MapReduce: Simplified Data Processing on Large Clusters

Introduction

MapReduce is a programming model and an associated implementation for processing and generating large data sets. Users specify a map function that processes a key/value pair to generate a set of intermediate key/value pairs, and a reduce function that merges all intermediate values associated with the same intermediate key.

Programs can be automatically parallelized and executed on a large cluster of commodity machines.

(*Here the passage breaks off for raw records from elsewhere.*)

PR #437, opened 2023-10-23
gitignore_parser.py: Multiple Updates

Javagedes:
This squash commit merges in changes from mherrmann/gitignore_parser for the following commits:

7956d03: remove unused variable whitespace_re
ffbfd79: remove regex flags m, s
d45a085: Fix pattern with slash in range
1040aa5: Fix pattern with leading exclamation marks
cdf80b7: Fix lack of implicit anchoring of patterns to direcotry separators
cdf80b7: Fix multi-astericks that fall outside of the special cases
6abc776: Fix "a/**/b" matching "a/bb"
721f804: do not resolve symlinks

This is specifically necessary for **721f804: do not resolve symlinks** which was causing the GuidCheck plugin to fail for Edk2 as it has a symbolic link: https://github.com/tianocore/edk2/blob/master/EmulatorPkg/Unix/Host/X11IncludeHack

### DIFF
--- a/tests.unit/parsers/test_gitingore_parser.py
+++ b/tests.unit/parsers/test_gitingore_parser.py
@@ -89,8 +89,10 @@ class GitIgnoreParserTest(unittest.TestCase):
 
             # Example line in a .gitignore
             # .DS_Store
-            self.assertTrue(rule_tester(root / "file.DS_Store"))
-            self.assertTrue(rule_tester(root / "T" / "file.DS_Store"))
+            self.assertTrue(rule_tester(root / ".DS_Store"))
+            self.assertTrue(rule_tester(root / "T" / ".DS_Store"))
+            self.assertFalse(rule_tester(root / "file.DS_Store"))
+            self.assertFalse(rule_tester(root / "T" / "file.DS_Store"))
 
             # Test a rule which specifies an exception for a previous rule is
             # correctly filtered.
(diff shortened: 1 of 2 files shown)


tests.unit/parsers/test_gitingore_parser.py
```diff
@@ -175,32 +178,144 @@ def test_pound_in_filename(tmp_path):
...
+    assert rule_tester('/home/tmp/partiallyignoredspace2   ') is False
+    assert rule_tester('/home/tmp/partiallyignoredspace2 ') is False
+    assert rule_tester('/home/tmp/partiallyignoredspace2') is False
+    assert rule_tester('/home/tmp/notignoredspace ') is True
+    assert rule_tester('/home/tmp/notignoredspace') is False
+    assert rule_tester('/home/tmp/notignoredmultiplespace   ') is True
+    assert rule_tester('/home/tmp/notignoredmultiplespace') is False
+
+def test_slash_in_range_does_not_match_dirs(tmp_path):
+    """Tests that a slash in a range does not match directories."""
```
makubacki, line 209: Some of the test functions have docstrings and others do not. Was there a criteria in determining when to add them?

For consistency, a simple string for each would help set precedent for the future.

makubacki (approved):

tests.unit/parsers/test_gitingore_parser.py
Javagedes: It's mainly that tests that existed did not have documentation and tests that I've added over time did. I've updated all to have docstrings.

The problem that this paper tries to solve is to parallelize and distribute workload of diff processes’ raw data or derived data from upstream services. This data is quite large, say in TBs. So authors came up with map and reduce programming inspired from LISP, a functional prog lang.

Programming Model

User has to write Map & Reduce functions

Map func takes (k, v) pair as input and produce/emit intermediate (k, v) pairs

MR (MapReduce) lib will group intermediate (k, v) pairs based on key k, like a list, and sends them to Reduce func

Reduce func takes list (iterator) of intermediate kv pairs, and applies any logic as mentioned by user on values. Iterator as intermediate kv pairs can be very large in number and can’t fit entirely in-mem. On processing, it’ll emit or return output value (mostly zero or one output value).

Simple example of WordCount (counting the number of occurrences of each word in a large collection of documents) with MR

map(String key, String value): 
	// key: document name
	// value: document contents
	for each word w in value:
		EmitIntermediate(w, "1"); 

reduce(String key, Iterator values):
	// key: a word
	// values: a list of counts
	int result = 0;
	for each v in values:
		result += ParseInt(v);
	Emit(AsString(result));

map() takes a document file, file name as key and file content as value. It’ll start iterating over content for words, and for every word it emits intermediate (k, v) with k as word w and value as 1.

reduce() takes intermediate kv pairs in form of word as key & iterator as value and sums them up i.e.,result++ and them emits output, which will be #word occurences for particular word.

Apart from these 2 funcs, user have to fill MR Spec Obj with names of input, output files and optional tuning params.

This is a super simplified example, more interesting examples include Reverse Web Link Graph, Distributed Sort with Ordering Props.

Implementation

This prog model was mainly targeted on running cluster of 1000s of commodity PCs (non specialized and geenral purpose hardware). Implementation of model can change wrt hardware.